### Action item:
Reproduce the data exactly; no word may be added or dropped.

Segment Start: Listed records

PR #11926, opened 2026-01-19
fix(mongodb): use cursor.transform for doc to entity transformation and skip load broadcast in next if toArray 

### LINKED ISSUE #11091: Duplicate afterLoad Event Triggered in MongoDB Driver when Using findOne
### Issue description

I'm experiencing an issue with TypeORM when using the MongoDB driver in combination with an EntitySubscriber. Specifically, when executing a findOne operation, the afterLoad event is being triggered twice, even though the findOne method is only called once.

### Expected Behavior

The afterLoad event should be triggered only once per entity load operation.

### Actual Behavior

The afterLoad event is triggered twice for a single findOne operation.

### Steps to reproduce

1. **Create an `EntitySubscriber`** that listens for the `afterLoad` event.

   ```typescript
   import { EntitySubscriberInterface, EventSubscriber, LoadEvent } from 'typeorm';

   @EventSubscriber()
   export class MyEntitySubscriber implements EntitySubscriberInterface {
     afterLoad(entity: any, event?: LoadEvent<any>): void {
       console.log('afterLoad triggered for entity:', entity);
     }
   }
   ```

2. **Perform a `findOne` operation** on an entity using the MongoDB driver.

   ```typescript
   const entity = await this.mongoRepository.findOne({ where: { _id: someObjectId } });
   ```

3. **Observe the output**: The `afterLoad` event is logged twice, indicating it's been triggered twice for a single `findOne` call.

### My Environment

| Operating System    |    MacOS    |
| Node.js version     | 18.19.0  |

### Additional Context

This issue seems specific to the MongoDB driver due to the way it handles cursors and async iteration. It does not appear to affect other database drivers.

**Investigation Details**:

Upon investigating, I found that in the `MongoEntityManager.ts` file, the `applyEntityTransformationToCursor` method overrides both the `toArray` and `next` methods of the cursor to apply entity transformations and broadcast the `Load` event.

Here's the relevant code snippet:

```typescript
protected applyEntityTransformationToCursor<Entity extends ObjectLiteral>(
    metadata: EntityMetadata,
    cursor: FindCursor<Entity> | AggregationCursor<Entity>,
) {
    const queryRunner = this.mongoQueryRunner;

    // Save original toArray method
    (cursor as any)["__to_array_func"] = cursor.toArray;

    // Override toArray method
    cursor.toArray = async () =>
        ((cursor as any)["__to_array_func"] as CallableFunction)().then(
            async (results: Entity[]) => {
                const transformer = new DocumentToEntityTransformer();
                const entities = transformer.transformAll(results, metadata);
                // Broadcast "Load" event
                await queryRunner.broadcaster.broadcast(
                    "Load",
                    metadata,
                    entities,
                );
                return entities;
            },
        );

    // Save original next method
    (cursor as any)["__next_func"] = cursor.next;

    // Override next method
    cursor.next = async () =>
        ((cursor as any)["__next_func"] as CallableFunction)().then(
            async (result: Entity) => {
                if (!result) {
                    return result;
                }
                const transformer = new DocumentToEntityTransformer();
                const entity = transformer.transform(result, metadata);
                // Broadcast "Load" event
                await queryRunner.broadcaster.broadcast("Load", metadata, [
                    entity,
                ]);
                return entity;
            },
        );
}
```

The MongoDB driver's `toArray` method internally uses an async iterator that calls the overridden `next` method, as shown in the driver's code:

```typescript
async *[Symbol.asyncIterator](): AsyncGenerator<TSchema, void, void> {
    if (this.closed) {
      return;
    }

    try {
      while (true) {
        // Look Here 👇
        const document = await this.next();
        // ...
    } finally {
     // ...
  }

async toArray(): Promise<TSchema[]> {
  const array = [];
  for await (const document of this) {
    array.push(document);
  }
  return array;
}
```

This means that when `toArray` is called, it internally calls `next` for each document. Since both `toArray` and `next` have been overridden to broadcast the `Load` event, the event is triggered twice for each document when `toArray` is used.

In the case of `findOne`, which ultimately calls `toArray` with a limit of 1, the `afterLoad` event is triggered twice.

**Possible Solution**:

To resolve this issue, consider modifying the `applyEntityTransformationToCursor` method to prevent double-triggering of the `Load` event. One possible solution is to only broadcast the `Load` event within the `next` method and avoid doing so in the `toArray` method, since `toArray` relies on `next`.

Alternatively, implement a check to prevent the `Load` event from being broadcasted twice for the same entity when `toArray` internally calls `next`.

**Request**:

Could you please investigate this issue and provide guidance or a fix? If there's a workaround that can be implemented on the application side in the meantime, I'd appreciate any suggestions.

Thank you for your assistance!

- [ ] aurora-mysql
- [ ] aurora-postgres
- [ ] better-sqlite3
- [ ] cockroachdb
- [ ] cordova
- [ ] expo
- [X] mongodb
- [ ] mysql
- [ ] nativescript
- [ ] oracle
- [ ] postgres
- [ ] react-native
- [ ] sap
- [ ] spanner
- [ ] sqlite
- [ ] sqlite-abstract
- [ ] sqljs
- [ ] sqlserver

Cprakhar:
Closes #11091

### The Problem
In the current MongoDB implementation, `applyEntityTransformationToCursor` modifies the driver's `next()` and `toArray()` methods. Because the MongoDB driver may internally call both methods on the same cursor instance (for example, during `find` operations), this leads to issue:
- **Duplicate Subscriber Events:** The `EntitySubscriberInterface.afterLoad` method is triggered multiple times for the same database record because each patched method independently transforms the document and emits a "Load" event.

### Description of Change
- Use `cursor.transform` API instead of calling `DocumentToEntityTransformer`.`transform`/`transformAll` in overridden `toArray`/`next` — handles `next()` and `toArray()`. As `transformDocument()` is called internally by the toArray and next methods
- Skip broadcasting in `next` as `toArray` calls it internally (If `next` is called alone, broadcast the load events.)
- Added `transform` in `typings.ts`

### Pull Request Checklist
- [x] Code is up to date with the `master` branch
- [x] This pull request links to relevant issues: `Fixes #11091`
- [x] There are new or updated tests that validate the changes (`tests/**.test.ts`)


gioboa (approved):
It looks great to me, you rock 👏 @Cprakhar

src/entity-manager/MongoEntityManager.ts
```diff
@@ -71,6 +71,11 @@ import type { ColumnMetadata } from "../metadata/ColumnMetadata"
 export class MongoEntityManager extends EntityManager {
     readonly "@instanceof" = Symbol.for("MongoEntityManager")
 
+    private readonly cursorQueues = new WeakMap<
```
alumni: Probably we should also call `.delete()` on this `WeakMap` to cleanup what we don't need anymore.

BTW, since it doesn't implement a queue, can we find a better name for it? What is it storing for every cursor? `cursorToCallbackMap`?

Also, is it necessary to have this? if we know that mongo is always calling `next` after `toArray`, could we maybe only do the transformation on `next`?

Cprakhar: Only patching `next` doesn't work: `toArray` returns an array of plain documents instead of Entity instances.

alonesuperman:
When will it be merged?

src/entity-manager/MongoEntityManager.ts
```diff
@@ -1309,39 +1309,40 @@ export class MongoEntityManager extends EntityManager {
...
+        // override toArray for batch broadcast (skip per-doc broadcast in next)
+        const originalToArray = cursor.toArray.bind(cursor)
+        cursor.toArray = async () => {
+            isInToArray = true
+            try {
+                const entities = await originalToArray()
+                if (entities.length > 0) {
+                    await broadcaster.broadcast("Load", metadata, entities)
+                }
+                return entities
```
smith-xyz, line 1331: any errors that should bubble up to user

smith-xyz:
```typescript
cursor.toArray = async () => {
    isInToArray = true
    try {
        const entities = await originalToArray()
        if (entities.length > 0) {
            await broadcaster.broadcast("Load", metadata, entities)
        }
        return entities
    } catch (e) {
        // if broadcast fails, still return entities?
        // or re-throw?
    } finally {
        isInToArray = false
    }
}
```

trying to understand - need to spin up a mongodb instance to give this a try, but given the tests is a scenario covered where we show how that will work?

smith-xyz (approved):
just a minor note - but it seems to be an existing issue from before, let me know if I'm missing something in that comment

alumni (approved):

gioboa (approved):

Segment End: Listed records

### Task output:
PR #11926, opened 2026-01-19
fix(mongodb): use cursor.transform for doc to entity transformation and skip load broadcast in next if toArray 

### LINKED ISSUE #11091: Duplicate afterLoad Event Triggered in MongoDB Driver when Using findOne
### Issue description

I'm experiencing an issue with TypeORM when using the MongoDB driver in combination with an EntitySubscriber. Specifically, when executing a findOne operation, the afterLoad event is being triggered twice, even though the findOne method is only called once.

### Expected Behavior

The afterLoad event should be triggered only once per entity load operation.

### Actual Behavior

The afterLoad event is triggered twice for a single findOne operation.

### Steps to reproduce

1. **Create an `EntitySubscriber`** that listens for the `afterLoad` event.

   ```typescript
   import { EntitySubscriberInterface, EventSubscriber, LoadEvent } from 'typeorm';

   @EventSubscriber()
   export class MyEntitySubscriber implements EntitySubscriberInterface {
     afterLoad(entity: any, event?: LoadEvent<any>): void {
       console.log('afterLoad triggered for entity:', entity);
     }
   }
   ```

2. **Perform a `findOne` operation** on an entity using the MongoDB driver.

   ```typescript
   const entity = await this.mongoRepository.findOne({ where: { _id: someObjectId } });
   ```

3. **Observe the output**: The `afterLoad` event is logged twice, indicating it's been triggered twice for a single `findOne` call.

### My Environment

| Operating System    |    MacOS    |
| Node.js version     | 18.19.0  |

### Additional Context

This issue seems specific to the MongoDB driver due to the way it handles cursors and async iteration. It does not appear to affect other database drivers.

**Investigation Details**:

Upon investigating, I found that in the `MongoEntityManager.ts` file, the `applyEntityTransformationToCursor` method overrides both the `toArray` and `next` methods of the cursor to apply entity transformations and broadcast the `Load` event.

Here's the relevant code snippet:

```typescript
protected applyEntityTransformationToCursor<Entity extends ObjectLiteral>(
    metadata: EntityMetadata,
    cursor: FindCursor<Entity> | AggregationCursor<Entity>,
) {
    const queryRunner = this.mongoQueryRunner;

    // Save original toArray method
    (cursor as any)["__to_array_func"] = cursor.toArray;

    // Override toArray method
    cursor.toArray = async () =>
        ((cursor as any)["__to_array_func"] as CallableFunction)().then(
            async (results: Entity[]) => {
                const transformer = new DocumentToEntityTransformer();
                const entities = transformer.transformAll(results, metadata);
                // Broadcast "Load" event
                await queryRunner.broadcaster.broadcast(
                    "Load",
                    metadata,
                    entities,
                );
                return entities;
            },
        );

    // Save original next method
    (cursor as any)["__next_func"] = cursor.next;

    // Override next method
    cursor.next = async () =>
        ((cursor as any)["__next_func"] as CallableFunction)().then(
            async (result: Entity) => {
                if (!result) {
                    return result;
                }
                const transformer = new DocumentToEntityTransformer();
                const entity = transformer.transform(result, metadata);
                // Broadcast "Load" event
                await queryRunner.broadcaster.broadcast("Load", metadata, [
                    entity,
                ]);
                return entity;
            },
        );
}
```

The MongoDB driver's `toArray` method internally uses an async iterator that calls the overridden `next` method, as shown in the driver's code:

```typescript
async *[Symbol.asyncIterator](): AsyncGenerator<TSchema, void, void> {
    if (this.closed) {
      return;
    }

    try {
      while (true) {
        // Look Here 👇
        const document = await this.next();
        // ...
    } finally {
     // ...
  }

async toArray(): Promise<TSchema[]> {
  const array = [];
  for await (const document of this) {
    array.push(document);
  }
  return array;
}
```

This means that when `toArray` is called, it internally calls `next` for each document. Since both `toArray` and `next` have been overridden to broadcast the `Load` event, the event is triggered twice for each document when `toArray` is used.

In the case of `findOne`, which ultimately calls `toArray` with a limit of 1, the `afterLoad` event is triggered twice.

**Possible Solution**:

To resolve this issue, consider modifying the `applyEntityTransformationToCursor` method to prevent double-triggering of the `Load` event. One possible solution is to only broadcast the `Load` event within the `next` method and avoid doing so in the `toArray` method, since `toArray` relies on `next`.

Alternatively, implement a check to prevent the `Load` event from being broadcasted twice for the same entity when `toArray` internally calls `next`.

**Request**:

Could you please investigate this issue and provide guidance or a fix? If there's a workaround that can be implemented on the application side in the meantime, I'd appreciate any suggestions.

Thank you for your assistance!

- [ ] aurora-mysql
- [ ] aurora-postgres
- [ ] better-sqlite3
- [ ] cockroachdb
- [ ] cordova
- [ ] expo
- [X] mongodb
- [ ] mysql
- [ ] nativescript
- [ ] oracle
- [ ] postgres
- [ ] react-native
- [ ] sap
- [ ] spanner
- [ ] sqlite
- [ ] sqlite-abstract
- [ ] sqljs
- [ ] sqlserver

Cprakhar:
Closes #11091

### The Problem
In the current MongoDB implementation, `applyEntityTransformationToCursor` modifies the driver's `next()` and `toArray()` methods. Because the MongoDB driver may internally call both methods on the same cursor instance (for example, during `find` operations), this leads to issue:
- **Duplicate Subscriber Events:** The `EntitySubscriberInterface.afterLoad` method is triggered multiple times for the same database record because each patched method independently transforms the document and emits a "Load" event.

### Description of Change
- Use `cursor.transform` API instead of calling `DocumentToEntityTransformer`.`transform`/`transformAll` in overridden `toArray`/`next` — handles `next()` and `toArray()`. As `transformDocument()` is called internally by the toArray and next methods
- Skip broadcasting in `next` as `toArray` calls it internally (If `next` is called alone, broadcast the load events.)
- Added `transform` in `typings.ts`

### Pull Request Checklist
- [x] Code is up to date with the `master` branch
- [x] This pull request links to relevant issues: `Fixes #11091`
- [x] There are new or updated tests that validate the changes (`tests/**.test.ts`)


gioboa (approved):
It looks great to me, you rock 👏 @Cprakhar

src/entity-manager/MongoEntityManager.ts
```diff
@@ -71,6 +71,11 @@ import type { ColumnMetadata } from "../metadata/ColumnMetadata"
 export class MongoEntityManager extends EntityManager {
     readonly "@instanceof" = Symbol.for("MongoEntityManager")
 
+    private readonly cursorQueues = new WeakMap<
```
alumni: Probably we should also call `.delete()` on this `WeakMap` to cleanup what we don't need anymore.

BTW, since it doesn't implement a queue, can we find a better name for it? What is it storing for every cursor? `cursorToCallbackMap`?

Also, is it necessary to have this? if we know that mongo is always calling `next` after `toArray`, could we maybe only do the transformation on `next`?

Cprakhar: Only patching `next` doesn't work: `toArray` returns an array of plain documents instead of Entity instances.

alonesuperman:
When will it be merged?

src/entity-manager/MongoEntityManager.ts
```diff
@@ -1309,39 +1309,40 @@ export class MongoEntityManager extends EntityManager {
...
+        // override toArray for batch broadcast (skip per-doc broadcast in next)
+        const originalToArray = cursor.toArray.bind(cursor)
+        cursor.toArray = async () => {
+            isInToArray = true
+            try {
+                const entities = await originalToArray()
+                if (entities.length > 0) {
+                    await broadcaster.broadcast("Load", metadata, entities)
+                }
+                return entities
```
smith-xyz, line 1331: any errors that should bubble up to user

smith-xyz:
```typescript
cursor.toArray = async () => {
    isInToArray = true
    try {
        const entities = await originalToArray()
        if (entities.length > 0) {
            await broadcaster.broadcast("Load", metadata, entities)
        }
        return entities
    } catch (e) {
        // if broadcast fails, still return entities?
        // or re-throw?
    } finally {
        isInToArray = false
    }
}
```

trying to understand - need to spin up a mongodb instance to give this a try, but given the tests is a scenario covered where we show how that will work?

smith-xyz (approved):
just a minor note - but it seems to be an existing issue from before, let me know if I'm missing something in that comment

alumni (approved):

gioboa (approved):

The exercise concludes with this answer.